Question

In the given figures, two sides AB and BC and median AM of one triangle ABC are respectively equal to sides PQ and QR and median PN of\[\vartriangle PQR\]. Show that:
I.\[\vartriangle ABM \cong \vartriangle PQN\]
II.\[\vartriangle ABC \cong \vartriangle PQR\]

Answer 1

Hint: The median of a triangle divides the triangles in two triangles with equal areas. A triangle is a polygon with three edges and three vertices, which are the basic shapes in geometry. It is a closed two-dimensional shape with three straight sides.
A triangle has three sides, and their type depends on the length of its sides and the size of its angles. There are basically three types of a triangle based on the length of the sides, namely: Scalene Triangle, Isosceles Triangle, and Equilateral Triangle.
This question shows that the two triangles are congruent by proving corresponding sides and angles to be equal.

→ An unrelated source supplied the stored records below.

PR #1255, opened 2024-02-27
feat(scalar): add email gql scalar

### LINKED ISSUE #1214: Support custom GraphQL scalars
Inspired by https://www.npmjs.com/package/graphql-scalars we could make the server a lot more type-safe by adding custom scalars. This should include type definitions that are auto-generated and validations for each type.
Some example scalars are

- EmailAddress
- PhoneNumber
- Date
- URL

ssddOnTop:
**Summary:**  
Adds Email Scalar

**Issue Reference(s):**  
 #1214

## Summary by CodeRabbit

- **New Features**
	- Introduced a new custom scalar type `Email` for enhanced data validation in GraphQL schemas.
	- Added validation logic for the `Email` scalar type to ensure adherence to standard email formats.
- **Enhancements**
	- Improved scalar handling in GraphQL schema generation by adding custom scalar support.
	- Implemented a new validation function for scalar types to ensure data integrity.
- **Tests**
	- Added test cases for validating the behavior of the new `Email` scalar type with both valid and invalid inputs.


tests/snapshots/execution_spec__add-field-index-list.md_client.snap
```diff
@@ -2,6 +2,8 @@
 source: tests/execution_spec.rs
 expression: client
 ---
+scalar Email
```
amitksingh1490, line 5: this should come only if its used in config.

src/scalars/email.rs
```diff
@@ -0,0 +1,99 @@
...
+mod test {
+    use anyhow::Result;
+    use async_graphql::dynamic;
+    use async_graphql::dynamic::Type::Object;
+    use async_graphql::dynamic::{Field, FieldFuture, InputValue, TypeRef};
+    use async_graphql_value::value;
+
+    use crate::scalars::Email;
+
+    fn get_schema(scalar: dynamic::Scalar, resp: String) -> Result<dynamic::Schema> {
```
amitksingh1490, line 31: add test using execution spec

src/scalars/mod.rs
```diff
@@ -0,0 +1,20 @@
...
+pub struct Scalars {
+    pub email: Email,
+}
+
+pub fn get_scalar(name: &str) -> fn(&ConstValue) -> bool {
+    match name {
+        "Email" | "email" => Email::validate,
+        &_ => |_| true,
+    }
+}
```
tusharmath, line 20: why do we need this?

ssddOnTop: We will add scalars for date phone number etc 

the scalar will be in form of string, so we can just match scalar and get corresponding validation method

src/scalars/email.rs
```diff
@@ -0,0 +1,99 @@
+use async_graphql::validators::email;
+use async_graphql_value::ConstValue;
+
+use crate::json::JsonLike;
+
+#[derive(schemars::JsonSchema)]
+/// A custom scalar to validate the format of email address
```
tusharmath, line 7: Update the description to:
> A field whose value conforms to the standard internet email address format as specified in HTML Spec: https://html.spec.whatwg.org/multipage/input.html#valid-e-mail-address.'

generated/.tailcallrc.graphql
```diff
@@ -638,6 +638,7 @@ input Schema {
   Arr: Schema
   Opt: Schema
 }
+scalar Email
```
tusharmath, line 641: Documentation should be generated for `Email`

src/scalars/email.rs
```diff
@@ -0,0 +1,99 @@
...
+        scalar = scalar.validator(Email::validate);
+
+        let schema = get_schema(scalar, "alo@validresp.com".to_string())?;
+
+        let resp = schema.execute("{ value(val: \"alo@invalidvalid\") }").await;
+
+        assert!(resp.data.into_json().unwrap().is_null());
+
+        Ok(())
+    }
```
tusharmath, line 98: I think just testing for `validate` function should be enough in these tests.

tests/snapshots/execution_spec__test-scalar-email-invalid.md_assert_0.snap
```diff
@@ -0,0 +1,27 @@
...
+{
+  "status": 200,
+  "headers": {
+    "content-type": "application/json"
+  },
+  "body": {
+    "data": null,
+    "errors": [
+      {
+        "message": "internal: invalid value for scalar \"Email\", expected \"FieldValue::Value\"",
```
tusharmath, line 14: The first part of the error still makes sense. The latter -  `expected \"FieldValue::Value\"` doesn't seem to make much sense to me.

src/scalars/mod.rs
```diff
@@ -0,0 +1,20 @@
...
+
+mod email;
+
+pub const CUSTOM_SCALARS: &[&str] = &["Email"];
+
+#[derive(schemars::JsonSchema)]
+/// A wrapper to store all custom scalar types
+pub struct Scalars {
+    pub email: Email,
+}
```
tusharmath, line 13: If we are using `Scalars` primarily for packaging all the scalars into one type, then we should perhaps use an enum.

src/scalars/mod.rs
```diff
@@ -0,0 +1,20 @@
...
+
+pub fn get_scalar(name: &str) -> fn(&ConstValue) -> bool {
+    match name {
+        "Email" | "email" => Email::validate,
```
tusharmath, line 17: We can create a trait `Scalar` with a `validate` method on it, and implement it for `Email` type. We could also then update Scalars to hold a `HasMap<String, dyn Scalar>`.

```rust
trait Scalar {
  fn validate(c: &ConstValue) -> bool;
}
```

src/scalars/email.rs
ssddOnTop: async_graphql is providing the email function, which is already tested

I don't think we need tests, but these tests are good for people to get idea about future implementations

tests/snapshots/execution_spec__test-scalar-email-invalid.md_assert_0.snap
ssddOnTop: That error is thrown by async_graphql itself.. I don't think we have control over it

src/scalars/mod.rs
ssddOnTop: this function is called while compiling schema. I don't think we need map here

src/scalars/email.rs
tusharmath: I find it quite confusing to test scalar like this.

src/scalars/mod.rs
tusharmath: **PLEASE DON'T RESOLVE COMMENTS THAT HAVE NOT BE FIXED**

tests/snapshots/execution_spec__test-scalar-email-invalid.md_assert_0.snap
tusharmath: We need to have control over error messages.

src/scalars/mod.rs
```diff
@@ -0,0 +1,33 @@
...
+
+use async_graphql_value::ConstValue;
+use lazy_static::lazy_static;
+
+pub use crate::scalars::email::Email;
+
+mod email;
+
+lazy_static! {
+    pub static ref CUSTOM_SCALARS: HashMap<String, Arc<dyn Scalar + Send + Sync>> = {
```
tusharmath, line 12:
```suggestion
    static ref CUSTOM_SCALARS: HashMap<String, Arc<dyn Scalar + Send + Sync>> = {
```

ssddOnTop: I am using this in `is_scalar` function

```rust
pub fn is_scalar(type_name: &str) -> bool {
    ["String", "Int", "Float", "Boolean", "ID", "JSON"].contains(&type_name)
        || CUSTOM_SCALARS.keys().any(|v| (*v).eq(type_name))
}
```
it would be tedious to maintain several lists of scalars

tusharmath (approved):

Complete step-by-step answer:
Given the sides
\[
  AB = PQ - - (i) \\
  AM = PN - - (ii) \\
  BC = QR - - (iii) \\
 \]
AM is the median in the\[\vartriangle ABC\]since a median divides a triangle into two congruent triangles hence we can say
 \[BM = CM = \dfrac{1}{2}BC\]
 Also, PN is the median in the\[\vartriangle PQR\],
 \[QN = RN = \dfrac{1}{2}QR\]
\[\vartriangle ABM \cong \vartriangle PQN\]
Since \[BC = QR\]already given, we can say
 \[
  \dfrac{1}{2}BC = \dfrac{1}{2}QR \\
  BM = QN - - - (iv) \\
 \]
 Now in \[\vartriangle ABM\]and \[\vartriangle PQN\]
  \[AB = PQ - - (i)\]
  \[AM = PN - - (ii)\]
  \[BM = QN - - - (iv)\]
   Hence we can say \[\vartriangle ABM \cong \vartriangle PQN\]
   Hence proved
\[\vartriangle ABC \cong \vartriangle PQR\]
Since we have already proved\[\vartriangle ABM \cong \vartriangle PQN\], so we can say
\[\angle B = \angle Q - - (iv)\](CPCT)
Now in \[\vartriangle ABM\]and \[\vartriangle PQN\]
\[AB = PQ - - (i)\]
\[\angle B = \angle Q - - (iv)\]
\[BC = QR\][Given]
Hence we can say
\[\vartriangle ABC \cong \vartriangle PQR\][By SAS congruence rule]
Hence proved

Note: Students must note that to prove two triangles congruent, they must fulfill three conditions either by providing three sides congruent or three angels to be congruent or by two sides and one angle or by two angles and one side congruent.